=== Begin Enclosure ===

PR #422, opened 2026-04-27
feat(notify): replace nodert with Electron Notification API

Jiahui-Gu:
## Why

Production Windows toast had never actually fired in any shipped CCSM version.

- `@nodert-win10-au/*` requires C++17 `/ZW` (C++/CX), but Electron 33's V8
  headers `#error \"C++20 or later required\"` -- the native chain has been
  architecturally unbuildable since the upgrade.
- The wrapper caught the runtime require failure and silently flipped to
  no-op fallback. The `__setNativeForTests` spy seam also bypassed the
  broken require in the only test that exercised the real chain
  (`notify-ship.test.ts`), so the failure never surfaced.
- Every "popup" users observed in e2e was the in-app React `Toast.tsx`
  banner, NOT an OS toast. Three notification PRs in a row hit dead ends
  trying to make the native chain build.

This PR drops the entire native chain and uses Electron's built-in
`Notification` API, which routes through `ToastNotificationManager`
underneath the same AUMID (`com.ccsm.app`) that the Start Menu shortcut
already stamps.

## What changes

**Deleted (~1900 LoC):**
- `electron/notify-impl/` (whole directory: `notifier.ts`, `registry.ts`,
  `types.ts`, `index.ts`, `platform/{windows,darwin,linux}.ts`,
  `xml/{common,done,permission,question}.ts`, `util/truncate.ts`)
- `electron/__tests__/notify-ship.test.ts`
- `electron/__tests__/notify-platform-stubs.test.ts`
- `tests/notify-wrapper.test.ts`
- `scripts/probe-notify-packaging.mjs`
- `caseNotifyFallback` from `scripts/harness-restore.mjs` (its premise --
  stash `node_modules/electron-windows-notifications` to force fallback --
  no longer applies; Electron's API is built into the runtime)

**Refactored:**
- `electron/notify.ts` 280 -> ~200 LoC. Drops `loadModule` /
  `__setNotifyImporter` lazy-require machinery and the `__setNativeForTests`
  spy seam. Public API surface preserved byte-for-byte (`configureNotify`,
  `notify{Permission,Question,Done,Dismiss}`, `disposeNotify`,
  `isNotifyAvailable`, `probeNotifyAvailability`, `notifyLastError`).
  `isNotifyAvailable()` now reads `Notification.isSupported()`. Live toasts
  are tracked in a bounded `Map<toastId, Notification>` so `notifyDismiss`
  can call `notification.close()`. `click` events route through the
  existing `onAction({ action: 'focus', ... })` callback.
- `electron/notifications.ts`: drops the obsolete "no cross-platform
  fallback" comment block, adds title/body composition per event type
  (permission / question / turn_done / test) per spec, including question
  body truncation at 200 chars and turn_done user/assistant lines truncated
  at 80 chars.
- `electron/__tests__/notifications.test.ts`: rewritten to mock Electron's
  `Notification` constructor via `vi.mock('electron', ...)` instead of the
  removed `__setNotifyImporter` seam. Keeps all 9 routing / focus /
  truncation / dismiss cases.
- `electron/__tests__/notify-bootstrap.test.ts`: drops
  `__setNotifyImporter` import; adds a stub `Notification` class to the
  mocked `electron` module.
- `package.json`: removes `electron-windows-notifications` from
  `dependencies`, removes all 5 `@nodert-win10-au/*` from
  `optionalDependencies`, removes both glob patterns from `build.files` and
  `build.asarUnpack`.
- `scripts/postinstall.mjs`: drops the Windows-only notify-native-chain
  postinstall verification (no longer relevant).
- `scripts/after-pack.cjs`: drops the post-package native-chain assertion
  block. SDK binary check unchanged.
- `scripts/harness-agent.mjs`: rewrites `caseNotifyIntegration` to monkey-
  patch `Notification.prototype.show` and capture title/body/click-handler
  from each constructed instance. Same coverage (perm/question/done emit,
  click activation routing, focus suppression, rich done truncation), no
  reliance on the removed test seam.
- `README.md` notification paragraph: rewritten to describe the built-in
  Electron path.

**Kept unchanged:**
- `electron/notify-bootstrap.ts` (AUMID + Start Menu shortcut + toast-
  target router still required)
- `scripts/setup-aumid.ps1`
- `app.setAppUserModelId('com.ccsm.app')` call in `electron/main.ts`
- `electron/__tests__/notify-bootstrap.test.ts` (apart from dropping the
  test-seam import)

## Trade-offs accepted

- **No inline action buttons** (Allow / Allow always / Reject). Permission
  approval stays in the main-window Radix dialog where the user can see
  the actual command + cwd context before deciding. The toast-on-button
  path was dangerous anyway -- a user clicking "Allow" on a toast had
  zero visibility into what they were allowing.
- **No Group/Tag dedupe.** The three event types (permission / question /
  turn_done) don't dedupe each other, so this is effectively a no-op trade.

## Test plan

- [x] `npm run typecheck` -- clean
- [x] `npm run lint` -- 44 pre-existing errors in `verification/*.mjs`
      (no-undef on browser/node globals, present on `origin/working` too);
      0 new errors / 0 new warnings introduced by this PR
- [x] `npm test` -- 854 passing / 3 pre-existing `db-hardening.test.ts`
      failures from a `better-sqlite3` Node ABI mismatch on Node 24
      (also fails on `origin/working`; environmental, unrelated)
- [x] `vitest run electron/__tests__/notifications.test.ts
      electron/__tests__/notify-bootstrap.test.ts` -- 19/19 pass
- [x] **E2E (the smoking gun)**: built `release/win-unpacked/CCSM.exe`
      with `npx electron-builder --win --dir`, confirmed
      `app.asar.unpacked/node_modules` now only contains `@anthropic-ai`
      + `better-sqlite3` (no `electron-windows-notifications` /
      `@nodert-win10-au` dirs). Cleared toast history with
      `ToastNotificationManager.History.Clear('com.ccsm.app')`, launched
      packaged CCSM via playwright + fired
      `new Notification({ title: 'CCSM e2e probe toast', body: '...' }).show()`,
      then ran:

      ```powershell
      [Windows.UI.Notifications.ToastNotificationManager,Windows.UI.Notifications,ContentType=WindowsRuntime] | Out-Null
      $h = [Windows.UI.Notifications.ToastNotificationManager]::History.GetHistory('com.ccsm.app')
      ($h | Measure-Object).Count
      $h | ForEach-Object { $_.Content.GetXml() }
      ```

      Output:
      ```
      AFTER count (com.ccsm.app): 1
      ---
      <toast><visual><binding template=\"ToastText02\"><text id=\"1\">CCSM e2e probe toast</text><text id=\"2\">If you see this in toast history, Electron Notification is wired correctly.</text></binding></visual><audio silent=\"true\"/></toast>
      ```

      First time GetHistory has returned a non-zero count for
      `com.ccsm.app` since the project began.

## Out of scope / follow-ups

- Renderer-side `dispatchNotification` (in `src/`) still gates
  `notify:availability` IPC -- the new wrapper always reports `true` on
  Windows/macOS/Linux now, so the Settings dialog's availability indicator
  becomes redundant. Could simplify in a follow-up but no behavior change.
- `notify-bootstrap`'s `createDefaultToastActionRouter` still has
  `'allow' | 'allow-always' | 'reject'` branches that are now dead code
  (only `'focus'` ever fires). Worth a separate cleanup PR -- removing
  the dead arms wasn't necessary to ship this PR.
- The `disposeNotify` export is unused in the codebase but kept for API
  parity with the old surface.


Jiahui-Gu (commented):
LGTM (own-PR comment in lieu of approve). Two-layer review.

1. **Architectural wall is real.** `docs/notify-e2e-r1-report.md` + `r3-report.md` document a reproducible `_nodert_generated.cpp` C1107 / `/std:c++20` vs `/ZW` C++/CX collision against Electron 33's V8 headers. `@nodert-win10-au` last published 2018, no upstream fix coming. Keeping nodert was not viable.
2. **Lost capabilities are not used in product.** Inline action buttons (`allow|allow-always|reject` toast arms) and Group/Tag dedupe are dead arms — `notify-bootstrap.createDefaultToastActionRouter` only ever gets `'focus'` from the new path; PR body explicitly flags the dead arms as a follow-up. Permission flow goes through the in-app Radix dialog, not toast buttons.
3. **`caseNotifyFallback` deletion justified.** The case literally renames `node_modules/electron-windows-notifications` to force `MODULE_NOT_FOUND` — premise gone with the dependency. There's no fallback path anymore: Electron's `Notification` is built into the runtime.

## Layer 2 — implementation

1. **Public API preserved.** Three call sites (`main.ts`, `notifications.ts`, `notify-bootstrap.ts`) all import names that still exist with compatible signatures. `main.ts` only uses `probeNotifyAvailability` + `notifyLastError` for the `notify:availability` IPC handler at line 1390 — still works.
2. **Zero residue** in `electron/*.ts` / `scripts/*.{mjs,cjs}` for `notify-impl|nodert|electron-windows-notifications|loadModule|__setNativeForTests|__setNotifyImporter` outside the historical comment block in `notify.ts:4-9`. `package.json` + `package-lock.json` zero hits — `dependencies`, `optionalDependencies`, `build.files`, `build.asarUnpack` all clean.
3. **Tests cover original surface.** `notifications.test.ts` 9 tests pass: perm/question/done routing, focus suppression + test bypass, `isSupported=false` fallback, dismiss-when-registered + no-op-when-not. Click-handler activation isn't directly fired in the unit test, but is exercised end-to-end in `caseNotifyIntegration` (line 3805 manually invokes the captured click handler and asserts the router observes the focus event).
4. **after-pack / postinstall cleanup is consistent.** Both files lose nodert-chain assertions; Node-version warning copy updated to drop the C++/CX hint.
5. **README updated** to remove inline-button language and describe the built-in Electron path.
6. **`notify-bootstrap.test.ts`** drops `__setNotifyImporter` import + adds a `Notification` stub class with `isSupported`/`on`/`show`/`close`. 10/10 pass.

## E2E reverse-verify

- Read the rewritten `caseNotifyIntegration` (`scripts/harness-agent.mjs:3650-3849+`). It patches `Notification.prototype.show` at the real Electron API boundary inside a real packaged app context (`app.evaluate`) — the wrapper still goes through `new Notification(...).show()`, so this is a true production-path probe, not a vi-mock seam.
- GetHistory smoking gun reported in PR body (count=1, XML containing `CCSM e2e probe toast` text after launching packaged build with cleared toast history) is the strongest possible evidence the production path is wired.
- Re-ran `vitest run electron/__tests__/notifications.test.ts electron/__tests__/notify-bootstrap.test.ts` → **19/19 pass**.
- `npx tsc --noEmit` → **clean**.
- Did not re-build the installer locally (>15 min cost) — relying on the reported GetHistory evidence per review-checklist allowance.

## Notes

- Follow-up cleanups already enumerated by author (dead `'allow'/'allow-always'/'reject'` arms in `notify-bootstrap`, redundant Settings availability indicator) — fine to defer.
- Nice `LIVE_TOAST_LIMIT = 256` ceiling + `close`-event eviction; defends against runaway emit loops without leaking Notification handles.

Jiahui-Gu:
Post-rebase review (independent reviewer): APPROVE.

Conflict resolutions:
- scripts/after-pack.cjs: sound. The SDK-binary-in-app.asar.unpacked check is fully preserved and still throws on missing — not a no-op stub. Dropping the win32 nodert/electron-windows-notifications native-module check is consistent with this PR removing that whole native chain.
- scripts/harness-restore.mjs: sound. caseNotifyFallback function and its cases-array entry both removed; zero residual references in scripts/src/electron; node --check on the file passes; cases array remains well-formed.

eslint amend (Electron: 'readonly' global):
- Correctly scoped to the electron/**/*.ts block only (line 112). Does NOT leak to renderer/src.
- Nit (non-blocking): a named 'import type { NotificationConstructorOptions } from "electron"' in electron/notify.ts would arguably be a cleaner fix than declaring 'Electron' as a global, since the namespace is normally pulled in via type imports. That said, the current approach matches the existing project pattern (NodeJS is declared as a global the same way for NodeJS.Timeout etc.), so consistency wins. Fine to leave as-is.

Quality gates:
- npm run typecheck: clean.
- npm run lint: 45 errors / 10 warnings — all pre-existing in verification/*.mjs (no-undef on window/process/console in Node verification scripts). Matches the rebaser's claimed baseline; no new errors introduced by this PR.
- vitest electron/__tests__/notifications.test.ts + notify-bootstrap.test.ts: 19/19 passing.

No blockers.

PR #423, opened 2026-04-27
perf(chat): memoize AssistantBlock to skip markdown re-parse on store ticks

Jiahui-Gu:
## Symptom
During assistant streaming, every store tick (new token, tool block update, permission popup) triggers a `ChatStream` re-render. Each re-render forced every visible historical `AssistantBlock` to re-parse + re-highlight its markdown:

- `<ReactMarkdown text={text}>` with an inline `components={{...}}` literal -> reference changed every render -> react-markdown re-walks AST and re-renders all custom renderers (including `<CodeBlock>` with prism highlighting).
- `AssistantBlock` itself had no `React.memo`, so the parent's re-render propagated unconditionally.

Measured cost (scout): 5-30ms per visible block per tick. With 5-10 visible blocks during streaming this is 50-300ms of cumulative work per streamed token, perceptible as choppy streaming and laggy scroll-back.

## Fix
1. Hoist the `components` map (previously inline at lines 58-120) to a module-scope `MD_COMPONENTS: Components` constant. Same for `remarkPlugins` (now `REMARK_PLUGINS`). Stable references mean react-markdown can short-circuit its internal work.
2. Wrap the export with `React.memo`. Equality compares the only props that affect output:
   - `text`, `streaming`, `id` (primitives)
   - `viaSkill` reduced to a stable scalar via `viaSkill?.path ?? viaSkill?.name ?? null` (the object identity churns even when content is unchanged).
3. `CodeBlock` is already a stable module-level component, no change needed there.

No behaviour change; only re-render frequency drops. Same JSX, same DOM output.

## Verification
- `npm run typecheck` clean.
- `npm run lint` no new errors attributable to this file (pre-existing baseline noise in probe scripts unchanged).
- `npx vitest run tests/assistant-block-skill-badge.test.tsx` -> 3/3 pass (text + via-skill badge + plugin-namespaced badge).
- `npx vitest run tests/chatstream-tool-block-ux.test.tsx tests/chatstream-thinking-dots.test.tsx tests/chatstream-terminal.test.tsx` -> 18/18 pass (covers ChatStream interaction with assistant blocks).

=== End Enclosure ===

What to work on — Lines that contain "visible" are to be copied from the records above.

Solution to this problem —
During assistant streaming, every store tick (new token, tool block update, permission popup) triggers a `ChatStream` re-render. Each re-render forced every visible historical `AssistantBlock` to re-parse + re-highlight its markdown:
Measured cost (scout): 5-30ms per visible block per tick. With 5-10 visible blocks during streaming this is 50-300ms of cumulative work per streamed token, perceptible as choppy streaming and laggy scroll-back.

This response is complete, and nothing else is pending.